I can't remember if I've shared this before but twenty-some years ago, living in San Diego, my dad came to visit me one fall. We went to Horton Plaza, where I worked (at The Gap), and we went into the Nature Company (remember those stores?) and they were playing this beautiful piano music by John Boswell. We each got cassette and I listened to it all that fall (in between listening to Pink Floyd, Cat Stevens and the Grateful Dead with my roommates.)

Anyway, it still sounds and feels like fall to me. Here is a song from that album, "The Painter." Hope you enjoy it.


Blessings and  light!
Have a beautiful week!

Oh! And I still get eggplant from my dad so any recipe ideas are welcome! :)

Friday, November 11, 2011

Gratitude and Breathing Deeply and Gently ...



Each moment you are alive is a gem.
You only need to breathe gently for
the miracles to be displayed.

Thich Nhat Hahn

Nasturtiums October 2011
Sanguine chalk on paper
Flower study for "home-work"



When we know how to listen deeply
and how to breathe deeply in mindfulness,
everything becomes
clear and deep.

Thich Naht Hanh

A HUGE Thank You to all the Veterans.
We are forever grateful!

And while on the subject of gratitude ... my sister Penny sent this to me.
It's so beautiful! If you have already seen it, its worth watching again!




Hope you all have a beautiful, amazing weekend!

Blessings and light!



Monday, October 24, 2011

Pumkin Patch, Sunflowers, Hay Rides and a Corn Dance! ~It's October!




"All the way to heaven is heaven."

~St. Catherine of Siena
1347-1380


Charcoal and sanguine on paper
October 2011



This is the Boccali's Pumpkin Patch in Ojai! The sunflowers were enormous this year!





My sister Penny and nephew Benjamin ...









The "Corn Dance"



Every moment lived fully
is a moment of transcendent alchemy,
of fires transforming dull metals
to dazzling gold.

~ Anonymous



Love a hay ride!


I wrote about a scarf in a recent post about Boulder. I was saying how I loved it but didn't buy it. My friend Evelyn read my post, called, and said "WHY NOT?!" Anyway, she told me I should call the store and see if they had any left, and that it would be my (early) birthday present! Sweet, huh? And my birthday isn't even until December! (I'm a Sag, you know.)
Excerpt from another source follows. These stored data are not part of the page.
PR #941, opened 2019-12-17
Fix typos causing blue LEDs to not clear

sharpchris:
Correction so that the Blue LEDs are properly blacked out


kriegsman:
Thank you very much for the PR and the help!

Well, it arrived and here it is!!! Isn't it magic?!


I have already worn it 5 times ...


Thanks Evelyn!!!!! I love it!

Hope you all have a magical, beautiful week!
Blessings and light!!!


Monday, October 17, 2011

October ~ Indian Summer

It was hot here last week. Really hot. Now the temperature seems to have settled and hints of autumn come in the late evening.

I have been a bit distracted lately and not keeping up as well as I should with my Italian studies. I keep vowing I'll get back to it but somehow I can't seem to get away from one distraction or another. (Like taking pictures of my desk and it's centerpiece altar of golden fall colors!)

We had an assignment to draw something from nature for my watercolor class which resulted in the sun flower at the bottom of this post. I would like to write more, but I have an audition out in Santa Monica this afternoon and I still haven't done my Italian homework! So, I will be back soon with more of my recent adventures and happy distractions!

My little little altar celebration of fall ...






How, but in custom and ceremony,
Are innocence and beauty born?
~W.B. Yeats









So many worlds,
so much to do
So little done,
such things to be.

~Alfred Lord Tennyson

Charcoal, chalk and red pencil on colored paper
October 2011



Blessings and light!
And I hope you are enjoying
some of the happy distractions of fall!


Tuesday, April 13, 2010

New Work

This piece is another in my series of new works. As I have said before, it has to do with the meanings of being a woman, what makes a woman and what lies beneath the surface. If it is not our female organs, what then do we imagine there in our symbolic places of creativity?

To see more from this series of "layered" pieces and what is behind it, click here.

The Nest 2010 Mixed Media, water color/colored pencil on drawing paper, acrylic ink on plastic film
Please click to enlarge

One is not born,

but rather becomes,

a woman.

~Simone de Beauvoir

Thursday, February 11, 2010

Yosemite Valley

Tomorrow is my once a month pastel workshop in Ojai and last month I didn't make it. I was hoping to have a whole host of work to show the teacher but I've only done 3 pastel pieces since then. Two I gave away for Christmas and this one below. It's from a photo I took on a trip to Yosemite with an old boyfriend, more than a decade ago. The relationship ended a month later but I am glad I got the photo!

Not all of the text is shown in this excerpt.